Dès lors qu'il s'agit d'élaborer la position qui est la sienne, il se fie plus à son intelligence intuitive qu'à une
élaboration de ce qu'il est en train de dire, s'en remettant pour
cela à des gens comme Guaino (Conseiller spécial du chef de l'État) ou Kouchner
(ministre des Affaires étrangères). Quand on le voit s'agiter, du verbe agir
cette fois, comme il le fait depuis six mois, on se demande à quel moment il
pense à ce qu'il fait, à quel moment il élabore. Il
y a une fuite dans l'acte.
Alors c''est vrai qu'il
s'entoure, par le biais des commissions, de gens qui se donnent le temps de
penser. Mais en même temps il ne leur donne pas le temps de penser puisque les
délais sont très court, totalement inhabituels sous la Ve République.
C'est ce qui donne ce sentiment d'agitation, c'est qu'on a l'impression qu'il
«squeeze» le temps.
Tout cela est-il calculé,
ou relève-t-il parfois de mouvements d'humeur?
Sur le plan politicien, je ne
doute pas que ce soit calculé. Il s'est engagé à faire des réformes, il sait
que le temps lui est compté, sa crédibilité est en jeu. Sur le plan politique,
au sens noble du mot, je ne pense pas que ce soit calculé suffisamment. Sur les
effets par exemple de ses réformes menées tous azimuts, dont chacune efface la
précédente.
Nicolas Sarkozy a
l'habitude de tutoyer, et dit «je» à tout bout de champ. Comment faut-il
l'interpréter?
Il n'y a pas besoin d'être
psychanalyste pour constater qu'il personnalise
complètement l'action gouvernementale, qu'il se substitue à tout le monde,
qu'il fait preuve d'une certaine ubiquité.

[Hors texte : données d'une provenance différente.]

PR #748, opened 2020-07-29
P4-1793 Add `ready_for_transit` filter on moves

cwrw:
### Jira link

[P4-1793](https://dsdmoj.atlassian.net/browse/P4-1793)

### What?

I have added/removed/altered:

- [x] Added a new `ready_for_transit` filter on moves endpoint

### Why?

Add new filter to return all moves ready to be in transit if set to true. Moves ready for transit are moves where the person escort record is confirmed.

A move is not ready to be in transit if there is no person escort record attached, or if the status is not confirmed. This filter will be used on the FE dashboard for moves.

### Have you? (optional)

- Adds a filter to an api that is used in production

### DIFF
--- a/spec/factories/move.rb
+++ b/spec/factories/move.rb
@@ -120,6 +120,21 @@ FactoryBot.define do
       end
     end
 
+    trait :with_person_escort_record do
+      transient do
+        person_escort_record_status { 'unstarted' }
+      end
+
+      after(:create) do |move, evaluator|
+        create(
+          :person_escort_record,
+          profile: move.profile,
+          status: evaluator.person_escort_record_status,
+          confirmed_at: evaluator.person_escort_record_status == 'confirmed' ? Time.zone.now : nil,
+        )
+      end
+    end
+
     trait :with_date_to do
       date_to { date + 3.days }
     end
--- a/app/controllers/api/moves_controller.rb
+++ b/app/controllers/api/moves_controller.rb
@@ -25,7 +25,7 @@ module Api
     end
 
     PERMITTED_FILTER_PARAMS = %i[
-      date_from date_to created_at_from created_at_to location_type status from_location_id to_location_id supplier_id move_type cancellation_reason has_relationship_to_allocation
+      date_from date_to created_at_from created_at_to location_type status from_location_id to_location_id supplier_id move_type cancellation_reason has_relationship_to_allocation ready_for_transit
     ].freeze
 
     def filter_params
--- a/app/services/moves/finder.rb
+++ b/app/services/moves/finder.rb
@@ -46,6 +46,7 @@ module Moves
       scope = apply_date_range_filters(scope)
       scope = apply_location_type_filters(scope)
       scope = apply_allocation_relationship_filters(scope)
+      scope = apply_ready_for_transit_filters(scope)
       scope = apply_filter(scope, :supplier_id)
       scope = apply_filter(scope, :from_location_id)
       scope = apply_filter(scope, :to_location_id)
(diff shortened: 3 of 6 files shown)


spec/factories/move.rb
```diff
@@ -120,6 +120,21 @@
       end
     end
 
+    trait :with_person_escort_record do
+      transient do
+        person_escort_record_status { 'unstarted' }
```
cwrw, line 125: adding a transient value will allow optionally passing in the `person_escort_record_status` when creating the factory

martyn-w:
I think the filter name `ready_for_transit` could easily be confused with the move status `in_transit`.

The current move statuses are: Proposed -> Requested -> Booked -> In Transit -> Completed / Cancelled.
This filter seems to ignore the move status and rely solely on the PER status? I think the two need to be combined somehow,

cwrw:
@martyn-w The naming of this filter was indeed tricky but the reasoning behind the name: `ready_for_transit` was chosen to avoid confusing it with a `status` on a **move**, on a **person escort record** as well as avoid tying the filter name to a person escort record, since we will in the future have further assessments for different roles which might not be called person escort record but something different. We also wanted to allow moves without a person escort record associated to be included in the false variation of the filter.

Also since we have a `status` filter as well on moves, I think this would conflict with the `ready_for_transit` if we were to combine both filters causing unintended behaviour. We can allow the status where a move is `ready_for_transit` to be decided by the client instead, where they could query for a `ready_for_transit` moves which have been cancelled or active moves which are `ready_for_transit`. 

I'm still open to suggestions though for a better name, as understand that it might not be very clear. Let me know your thoughts. 
cc @teneightfive

martyn-w:
Hi @cwrw,

Thanks for the clarifications. It doesn't seem logical that a cancelled move can be returned in a list of `ready_for_transit` moves. I think a different name would certainly help. How about `assessments_completed`? `checks_completed` ?or `evaluations_completed` 

That way, it is clear the filter relates to some processes have been done, and not that the move can be transitioned to some state.

cwrw:
@martyn-w We can't use anything appended with `completed` as it is a status on the PER which is not viable for transit unfortunately. Also this set of moves can include moves without an actual evaluation/PER as well. Im thinking we keep as is for now and revisit later when things evolve further

teneightfive:
Thanks for explaining the thought process we went through @cwrw. @martyn-w I'm not sure I agree that a cancelled move shouldn't show in this list. This filter is only to give the ability for a client to return any moves that have passed the checks we have deemed necessary in this instance for a move to have the `in_transit` status. 

I suppose the slightly conflicting thing is that we don't actually enforce these rules when a move becomes `in_transit`. However, there is nothing stopping us doing that in future.

The key thing for this filter is to communicate to the client that any moves returned in that list are either ready to be handed over to the supplier for the next state (_ready for transit_) or not. 

We landed on `ready_for_transit`, because it does in fact show that link to the transit move state, but without conflicting with status filters. 

I think if you introduce move statuses into this filter it gets a little messier so it felt nicer to separate the two and give the client the control whether to include or exclude cancelled moves in that list.

teneightfive:
For a bit more context, here is the filter we essentially need to be able to build (ignore ready to print - this has been removed):

<kbd></kbd>

- `Incomplete` = moves without a Person Escort Record **OR** moves with a Person Escort Record with a status of `not_started`, `in_progress` or `completed`
- `Ready to move` = moves with a Person Escort Record with a status of `confirmed`

In the future "Ready to move" will also include the same but for Youth Risk Assessment. A single filter of `ready_for_transit` gives us the ability to use this for both.

martyn-w:
Hi @cwrw, @teneightfive,

thanks for the further clarifications, and sorry to be so picky about such a small thing as a name. But I'm afraid that it still doesn't sit well: a move included by this filter `ready_for_transit` is *not* necessarily ready for `in_transit`.

(To be clear, only moves which are in a status of `booked` may progress to a status of `in_transit`.)

I agree with your reasons that adding the move status into this filter is not a good idea, and allowing the status to be filtered independently will give you maximum flexibility. I think if you can come up with another name, which does not imply the move can be moved to a status of `in_transit`, then all will be well.

In appreciate and accept your concerns about using the word `completed` in the filter name. So how about `assessments_done`? `assessments_finished`? `almost_ready`?! or indeed anything you can suggest which doesn't have the same connotations as `ready_for_transit`.

Keep in mind that although the filter will be used by the FE for now, it will be published in our API for all to see; so the name must have congruence with other filters and states.

martyn-w:
@teneightfive  Re:
> I suppose the slightly conflicting thing is that we don't actually enforce these rules when a move becomes in_transit. However, there is nothing stopping us doing that in future.

I think we should be adding a state machine to the move model (in the same way as we have on allocations and journeys) which will prevent a move transitioning from invalid states. I'd recommend that API clients/FE should assume that there _is_ a state machine, so that when we do add, nothing breaks.

martyn-w:
@cwrw re:
> I suggest we keep as is for now and revisit later when things evolve further?
unfortunately, once published that (theoretically) locks it into this version - it would be better to settle on the right name now

teneightfive:
@martyn-w what about `ready_for_handover`?

martyn-w:
Discussed offline with @cwrw and @teneightfive - we've agreed to stick with `ready_for_transit` on the basis that the documentation is very clear that additional filters on status are required in order to find moves which can be progressed to the `in_transit` status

On peut prendre les choses soit du
côté d'une espèce d'hyper-narcissisme,
mais ça serait un peu de la psychologie sans grand intérêt, soit il pense qu'il
y a besoin d'un chef. Et ce qu'il faut alors interroger c'est l'idée qu'il se
fait d'un chef. Or, dans une démocratie, un chef
c'est d'abord quelqu'un qui a une grande capacité à déléguer. Et là il y a
effectivement un problème. S'il était dans un système tyrannique, finalement il
serait très à l'aise... Mais il est bridé par le système dans lequel
on est.
Sur le plan psychanalytique, on
peut se référer à Paul Valéry, qui n'était pourtant pas psychanalyste mais qui
disait: «De temps en temps je pense, de temps en temps je suis». Quand
on pense, on n'est pas dans l'être et quand on est dans l'être, on n'est pas en
train de penser. Chez Sarkozy, le sentiment qu'il
donne est de vouloir être toujours dans l'être. De vouloir toujours faire la
preuve de son existence. Tout le temps.
A-t-il toujours été comme
ça, «dans l'être», ou est-ce depuis son accession au ministère de l'Intérieur
puis à l'Élysée?
Je pense qu'il a toujours été
comme ça, et c'est pourquoi il est si fascinant pour beaucoup de gens, et notamment
pour les intellectuels, qui eux ne sont au contraire que dans la pensée. Donc
quand Sarkozy, avec sa politique d'ouverture, leur offre l'occasion d'être dans
l'action, ils se précipitent, comme toujours dans l'histoire depuis Platon, et
plus récemment Heidegger. Les deux seuls qui ont résisté à ça, d'une manière
assez courageuse il faut dire, ce sont BHL et Finkielkraut. Sans exprimer
d'antipathie profonde, ils ont su rester à la place qui est la leur.